• [WHAT YOU HAVE TO DO] Among the entries, find the lines with the string "this" and copy them.

Records from a data source:
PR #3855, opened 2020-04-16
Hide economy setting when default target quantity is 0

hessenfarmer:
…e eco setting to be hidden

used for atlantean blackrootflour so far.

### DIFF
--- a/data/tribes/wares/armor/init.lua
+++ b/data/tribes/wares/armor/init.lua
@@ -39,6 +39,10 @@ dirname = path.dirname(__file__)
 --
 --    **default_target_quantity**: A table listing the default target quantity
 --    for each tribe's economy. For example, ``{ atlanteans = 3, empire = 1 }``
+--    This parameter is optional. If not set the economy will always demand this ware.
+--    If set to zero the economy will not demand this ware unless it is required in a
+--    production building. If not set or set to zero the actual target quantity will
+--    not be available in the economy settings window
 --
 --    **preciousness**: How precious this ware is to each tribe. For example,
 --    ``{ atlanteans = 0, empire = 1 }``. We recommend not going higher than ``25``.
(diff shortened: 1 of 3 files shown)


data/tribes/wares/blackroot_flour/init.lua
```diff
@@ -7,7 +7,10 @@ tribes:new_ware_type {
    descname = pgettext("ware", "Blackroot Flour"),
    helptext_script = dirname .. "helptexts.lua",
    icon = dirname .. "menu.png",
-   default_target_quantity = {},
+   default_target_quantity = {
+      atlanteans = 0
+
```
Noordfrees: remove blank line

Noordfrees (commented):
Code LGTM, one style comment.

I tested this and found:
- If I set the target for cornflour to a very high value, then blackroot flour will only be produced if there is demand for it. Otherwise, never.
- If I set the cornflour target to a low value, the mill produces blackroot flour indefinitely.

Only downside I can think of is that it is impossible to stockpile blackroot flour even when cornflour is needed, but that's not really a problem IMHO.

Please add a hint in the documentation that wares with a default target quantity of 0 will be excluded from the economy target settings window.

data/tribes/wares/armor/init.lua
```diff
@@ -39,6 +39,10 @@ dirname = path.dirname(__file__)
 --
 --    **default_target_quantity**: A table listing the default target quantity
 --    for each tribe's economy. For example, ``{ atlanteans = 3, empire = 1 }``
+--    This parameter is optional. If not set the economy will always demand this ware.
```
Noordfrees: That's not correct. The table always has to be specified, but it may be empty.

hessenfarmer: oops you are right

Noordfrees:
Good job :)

• [SOLVED PROBLEM]
+--    This parameter is optional. If not set the economy will always demand this ware.
+--    If set to zero the economy will not demand this ware unless it is required in a
 --    **preciousness**: How precious this ware is to each tribe. For example,
I tested this and found:
+--    This parameter is optional. If not set the economy will always demand this ware.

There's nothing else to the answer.